Given entries:
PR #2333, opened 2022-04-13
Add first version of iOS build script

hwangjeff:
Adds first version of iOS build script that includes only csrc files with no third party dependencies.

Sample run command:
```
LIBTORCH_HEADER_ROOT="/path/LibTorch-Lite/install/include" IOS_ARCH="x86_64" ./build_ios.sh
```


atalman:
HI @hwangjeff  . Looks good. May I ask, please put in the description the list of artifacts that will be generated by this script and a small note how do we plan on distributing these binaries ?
* * *
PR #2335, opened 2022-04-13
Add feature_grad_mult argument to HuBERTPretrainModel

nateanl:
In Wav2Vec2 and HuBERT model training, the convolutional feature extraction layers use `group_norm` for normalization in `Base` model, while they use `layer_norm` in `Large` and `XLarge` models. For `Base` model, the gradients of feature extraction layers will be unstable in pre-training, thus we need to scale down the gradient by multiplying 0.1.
* * *
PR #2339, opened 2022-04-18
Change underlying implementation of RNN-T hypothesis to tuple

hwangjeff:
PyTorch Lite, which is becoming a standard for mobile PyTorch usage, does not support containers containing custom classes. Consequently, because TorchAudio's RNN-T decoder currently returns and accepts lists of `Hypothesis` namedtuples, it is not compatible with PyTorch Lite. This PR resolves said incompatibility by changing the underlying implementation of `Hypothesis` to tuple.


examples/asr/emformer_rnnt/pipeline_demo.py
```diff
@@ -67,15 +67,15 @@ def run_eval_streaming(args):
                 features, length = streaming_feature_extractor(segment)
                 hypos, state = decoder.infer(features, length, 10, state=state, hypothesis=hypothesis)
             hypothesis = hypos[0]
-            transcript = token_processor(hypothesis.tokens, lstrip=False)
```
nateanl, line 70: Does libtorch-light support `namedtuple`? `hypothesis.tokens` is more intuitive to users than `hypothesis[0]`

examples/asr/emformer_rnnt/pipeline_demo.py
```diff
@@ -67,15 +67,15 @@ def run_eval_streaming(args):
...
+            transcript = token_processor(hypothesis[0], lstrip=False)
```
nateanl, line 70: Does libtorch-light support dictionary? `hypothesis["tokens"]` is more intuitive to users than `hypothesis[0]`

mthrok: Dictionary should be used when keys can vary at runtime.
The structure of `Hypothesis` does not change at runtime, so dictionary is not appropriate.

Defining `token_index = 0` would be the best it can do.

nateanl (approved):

Activity:
Look through the material above and print exactly the lines from the one containing "PR #2333, opened 2022-04-13" to the one containing "these binaries ?", both included, and nothing more.

Answer for this exercise:
PR #2333, opened 2022-04-13
Add first version of iOS build script

hwangjeff:
Adds first version of iOS build script that includes only csrc files with no third party dependencies.

Sample run command:
```
LIBTORCH_HEADER_ROOT="/path/LibTorch-Lite/install/include" IOS_ARCH="x86_64" ./build_ios.sh
```


atalman:
HI @hwangjeff  . Looks good. May I ask, please put in the description the list of artifacts that will be generated by this script and a small note how do we plan on distributing these binaries ?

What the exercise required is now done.